● Goal of the exercise: Return each line of the listing exactly as written.

● The records:
----

PR #4110, opened 2022-09-21
Adding Application known issue

dockerymick:
https://github.com/stolostron/backlog/issues/25467

### DIFF
--- a/release_notes/known_issues.adoc
+++ b/release_notes/known_issues.adoc
@@ -815,6 +815,19 @@ The `allow` and `deny` list feature does not work in Object storage application 
 
 The `ApplicationSet` topology status icon spins continuously if an `ApplicationSet` application is deployed, but has no associated Argo applications.
 
+[#unsupported-{ocp-short}-versions-listed-after-upgrade]
+=== Unsupported {ocp-short} versions listed after hub cluster upgrade
+// 2.6:25467
+
+After you upgrade your hub cluster from versions before {previous-version} to {product-version}, some unsupported {ocp-short} versions are listed on the _Cluster_ page from the console.
+
+//i assume orphan is similar to 'stale'. What are your thoughts about using stale instead of orphan?
+The orphan `clusterImageSet` resources deployed by earlier versions before {previous-version} subscription controller are not deleted after the upgrade. To resolve this, manually delete the `clusterImageSet` resources that have unsupported {ocp-short} versions. For example, run the following command to delete the `img4.7.0-x86-64-appsub` `clusterImageSet`:
+
+----
+oc delete clusterimageset img4.7.0-x86-64-appsub
+----
+
 [#governance-known-issues]
 == Governance known issues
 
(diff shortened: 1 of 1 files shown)


xiangjingli (approved):
It looks good to me. And using stale instead of orphan is better.

release_notes/known_issues.adoc
```diff
@@ -815,6 +815,18 @@ The `allow` and `deny` list feature does not work in Object storage application
 
 The `ApplicationSet` topology status icon spins continuously if an `ApplicationSet` application is deployed, but has no associated Argo applications.
 
+[#unsupported-{ocp-short}-versions-listed-after-upgrade]
```
cadawson: I don't think we use conrefs in the anchors. I know we have been successful using them in the titles, but I have not seen it in an anchor. I worry that if we start to do that, we might link to it with a hard-coded link, and it might not resolve. Also, I am not sure whether the conrefs are processed before or after the links are created. I would recommend removing the conref from the anchor.

release_notes/known_issues.adoc
```diff
@@ -815,6 +815,18 @@ The `allow` and `deny` list feature does not work in Object storage application
...
+=== Unsupported {ocp-short} versions listed after hub cluster upgrade
+// 2.6:25467
+
+After you upgrade your hub cluster from versions before {previous-version} to {product-version}, some unsupported {ocp-short} versions are listed on the _Cluster_ page from the console.
```
cadawson: in the console? 

Also, just a note about using the {previous-version} and {product-version} here: Keep in mind that if this known issue continues to the next version (which we know happens more than sometimes), those versions will be bumped to 2.6 and 2.7, respectively. I would guess that we might not want that to happen, in this case. It looks like this would be specific to versions before 2.5 being upgraded to 2.6. If it is a consistent issue that applies to all versions (which calls into question whether it should be a known issue), then we are ok. If it applies specifically to these versions, then I might go with the hardcoded 2.5 and 2.6.

We had a similar situation with a bare metal that was an issue in 2.1 or something like that. It was not removed, and someone asked why we couldn't use it in 2.5. The problem was specific to 2.1, but it just kept getting updated as we moved because of the conref.

release_notes/known_issues.adoc
```diff
@@ -815,6 +815,18 @@ The `allow` and `deny` list feature does not work in Object storage application
...
+
+The stale `clusterImageSet` resources deployed by earlier versions before {previous-version} subscription controller are not deleted after the upgrade. To resolve this, manually delete the `clusterImageSet` resources that have unsupported {ocp-short} versions. For example, run the following command to delete the `img4.7.0-x86-64-appsub` `clusterImageSet`:
```
cadawson: The stale `clusterImageSet` resources that are/were deployed by versions earlier than {previous-version} subscription controller are/were not deleted after the upgrade.

cadawson (changes requested):
Looks good, but added a couple of considerations. I don't need to see it again. Thanks!

release_notes/known_issues.adoc
dockerymick: Thanks Chris, you are correct about how the statement is displayed w/the conref. I will hardcode the versions for now.

dockerymick:
@cadawson @xiangjingli Thanks to you both for your reviews and approval. Moving forward with this merge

----

● Written answer:
PR #4110, opened 2022-09-21
Adding Application known issue

dockerymick:
https://github.com/stolostron/backlog/issues/25467

### DIFF
--- a/release_notes/known_issues.adoc
+++ b/release_notes/known_issues.adoc
@@ -815,6 +815,19 @@ The `allow` and `deny` list feature does not work in Object storage application 
 
 The `ApplicationSet` topology status icon spins continuously if an `ApplicationSet` application is deployed, but has no associated Argo applications.
 
+[#unsupported-{ocp-short}-versions-listed-after-upgrade]
+=== Unsupported {ocp-short} versions listed after hub cluster upgrade
+// 2.6:25467
+
+After you upgrade your hub cluster from versions before {previous-version} to {product-version}, some unsupported {ocp-short} versions are listed on the _Cluster_ page from the console.
+
+//i assume orphan is similar to 'stale'. What are your thoughts about using stale instead of orphan?
+The orphan `clusterImageSet` resources deployed by earlier versions before {previous-version} subscription controller are not deleted after the upgrade. To resolve this, manually delete the `clusterImageSet` resources that have unsupported {ocp-short} versions. For example, run the following command to delete the `img4.7.0-x86-64-appsub` `clusterImageSet`:
+
+----
+oc delete clusterimageset img4.7.0-x86-64-appsub
+----
+
 [#governance-known-issues]
 == Governance known issues
 
(diff shortened: 1 of 1 files shown)


xiangjingli (approved):
It looks good to me. And using stale instead of orphan is better.

release_notes/known_issues.adoc
```diff
@@ -815,6 +815,18 @@ The `allow` and `deny` list feature does not work in Object storage application
 
 The `ApplicationSet` topology status icon spins continuously if an `ApplicationSet` application is deployed, but has no associated Argo applications.
 
+[#unsupported-{ocp-short}-versions-listed-after-upgrade]
```
cadawson: I don't think we use conrefs in the anchors. I know we have been successful using them in the titles, but I have not seen it in an anchor. I worry that if we start to do that, we might link to it with a hard-coded link, and it might not resolve. Also, I am not sure whether the conrefs are processed before or after the links are created. I would recommend removing the conref from the anchor.

release_notes/known_issues.adoc
```diff
@@ -815,6 +815,18 @@ The `allow` and `deny` list feature does not work in Object storage application
...
+=== Unsupported {ocp-short} versions listed after hub cluster upgrade
+// 2.6:25467
+
+After you upgrade your hub cluster from versions before {previous-version} to {product-version}, some unsupported {ocp-short} versions are listed on the _Cluster_ page from the console.
```
cadawson: in the console? 

Also, just a note about using the {previous-version} and {product-version} here: Keep in mind that if this known issue continues to the next version (which we know happens more than sometimes), those versions will be bumped to 2.6 and 2.7, respectively. I would guess that we might not want that to happen, in this case. It looks like this would be specific to versions before 2.5 being upgraded to 2.6. If it is a consistent issue that applies to all versions (which calls into question whether it should be a known issue), then we are ok. If it applies specifically to these versions, then I might go with the hardcoded 2.5 and 2.6.

We had a similar situation with a bare metal that was an issue in 2.1 or something like that. It was not removed, and someone asked why we couldn't use it in 2.5. The problem was specific to 2.1, but it just kept getting updated as we moved because of the conref.

release_notes/known_issues.adoc
```diff
@@ -815,6 +815,18 @@ The `allow` and `deny` list feature does not work in Object storage application
...
+
+The stale `clusterImageSet` resources deployed by earlier versions before {previous-version} subscription controller are not deleted after the upgrade. To resolve this, manually delete the `clusterImageSet` resources that have unsupported {ocp-short} versions. For example, run the following command to delete the `img4.7.0-x86-64-appsub` `clusterImageSet`:
```
cadawson: The stale `clusterImageSet` resources that are/were deployed by versions earlier than {previous-version} subscription controller are/were not deleted after the upgrade.

cadawson (changes requested):
Looks good, but added a couple of considerations. I don't need to see it again. Thanks!

release_notes/known_issues.adoc
dockerymick: Thanks Chris, you are correct about how the statement is displayed w/the conref. I will hardcode the versions for now.

dockerymick:
@cadawson @xiangjingli Thanks to you both for your reviews and approval. Moving forward with this merge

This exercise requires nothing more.